PR #53, opened 2023-01-05
Configure Hercules CI

srid:
I believe `herculesCI.ciSystems` is mandatory to limit the building on these two systems (because that's all I have as agents).

https://docs.hercules-ci.com/hercules-ci-agent/evaluation/#_default_systems

Hercules CI will be used latter for testing #25

### DIFF
--- a/flake.nix
+++ b/flake.nix
@@ -2,5 +2,6 @@
   description = "A `flake-parts` module for Haskell development";
   outputs = { self, ... }: {
     flakeModule = ./flake-module.nix;
+    herculesCI.ciSystems = [ "x86_64-linux" "aarch64-darwin" ];
   };
 }


srid:
https://hercules-ci.com/github/srid/haskell-flake/jobs/2

```
Evaluation failed
Please make sure your ci.nix has at least one derivation.
```

Hmm, I don't think this error message is accurate? It assumes I must have a `ci.nix`, but that's not the case. @roberth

■ Activity ■
Give an exact transcription of the data shown above.

■ Expected answer ■
PR #53, opened 2023-01-05
Configure Hercules CI

srid:
I believe `herculesCI.ciSystems` is mandatory to limit the building on these two systems (because that's all I have as agents).

https://docs.hercules-ci.com/hercules-ci-agent/evaluation/#_default_systems

Hercules CI will be used latter for testing #25

### DIFF
--- a/flake.nix
+++ b/flake.nix
@@ -2,5 +2,6 @@
   description = "A `flake-parts` module for Haskell development";
   outputs = { self, ... }: {
     flakeModule = ./flake-module.nix;
+    herculesCI.ciSystems = [ "x86_64-linux" "aarch64-darwin" ];
   };
 }


srid:
https://hercules-ci.com/github/srid/haskell-flake/jobs/2

```
Evaluation failed
Please make sure your ci.nix has at least one derivation.
```

Hmm, I don't think this error message is accurate? It assumes I must have a `ci.nix`, but that's not the case. @roberth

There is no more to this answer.